Premack's analysis of same/different led him and his associates to show that chimpanzees can do analogies. Sameness/difference is not a relation between objects (e.g., A same A, A different B) or properties, it is a relation between relations:
For example: consider the relation between AA and BB, CD and EF on the one hand; and AA and CD on the other. AA and BB are both instances of same; the relation between them is "same." CD and EF are both instances different; the relation between them therefore is "same."
AA is an instance of same, and CD an instance of different; the relation between them is "different." This analysis set the stage for teaching chimpanzees the word "same" for AA, and "different" for CD. When taught these words, chimpanzees spontaneously formed simple analogies between: physically similar relations (e.g., small circle is to large circle as small triangle is to large triangle), and functionally similar relations (e.g., key is to lock as can opener is to can).

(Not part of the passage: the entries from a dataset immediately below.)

PR #759, opened 2022-02-25
Fix store of answers on Python3.6 (DictProxy)

pirat89:
On Python3 the loaded answer is "sometimes" represented by DictProxy
object. In such a case the answer cannot be serialized into the
JSON object and storing into the audit db fails with crash.

"sometimes" ==> I have a suspicion the result is different in case
                the answer is loaded from the answerfile and
                userchoices file.

See: https://github.com/oamg/leapp-repository/pull/821

Note: This is not a proper fix. I am sending the commit from a train
      with unstable network.

### DIFF
--- a/leapp/messaging/answerstore.py
+++ b/leapp/messaging/answerstore.py
@@ -118,7 +118,12 @@ class AnswerStore(object):
         :return:
         """
         answer = self._storage.get(scope, fallback)
-        create_audit_entry('dialog-answer', {'scope': scope, 'fallback': fallback, 'answer': answer})
+        try:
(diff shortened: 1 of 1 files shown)


fernflower:
I'd say this is the proper fix https://github.com/oamg/leapp/pull/760

pirat89:
Closing it in favor of #760 

btw, I am hitting it now in 100% cases on Py3 with dialogs. I have no idea how I passed through it earlier this day when the dialog has been raised. the object is `DictProxy` all the time the question is answered.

A nonverbal method for testing causal inference designed by Premack made it possible to show that both young children and chimpanzees are capable of causal inference.

Premack demonstrated that chimpanzees can reassemble a disassembled face, placing the eyes, nose, mouth in the appropriate place. In addition he showed that chimpanzees are capable of symbolic behavior. After viewing themselves in a mirror wearing, on different occasions, a hat, glasses, necklace, and given the picture of a face, 48 hours later, the chimpanzees applied clay to the top of the head (hat), to the eyes (glasses), and the throat (necklace) respectively.

Premack further argued that young children divide the world into two kinds of objects, those that move only when acted upon by other objects, and those that are self-propelled and move on their own.

He argued that infants attribute intentionality to self-propelled objects that show goal-directed action. Further that infants attribute value to the interaction of intentional objects, e.g. positive value to gentle actions such as one object caressing another, negative value to harsh actions such as one object hitting another. In addition infants assign positive value when one object helps another to achieve its goal, negative value when one object hinders another from achieving its goal. Finally, he and Ann Premack argued: infants equate caressing with helping (despite their physical dissimilarity); and equate hitting with hindering (despite their physical dissimilarity.

Premack has focused on cognitive differences between the intelligence of animals and humans. Human competence is domain general, capable of serving indeterminately many goals; animal competence is a narrow adaptation, serving only one goal. For instance, humans teach all possible activities (different ones in different cultures), whereas meerkats and cats, two of very few animals that teach at all, teach one activity: how to eat dangerous food such as scorpions in the one case, and how to stalk mice in the other. What explains the domain-generality of human competence? Human competence is composed of an interweaving of multiple evolutionarily-independent components; animal competence of a single evolutionary component.

Premack debated of the nature of linguistic performance in apes with Jean Piaget and Noam Chomsky at the Centre Royaumont pour une Science de l'Homme, during one of the last moments when Jacques Monod could participate in intellectual debates shortly before his death.

He died at the age of 89, and was buried at Riverside National Cemetery on June 17, 2015.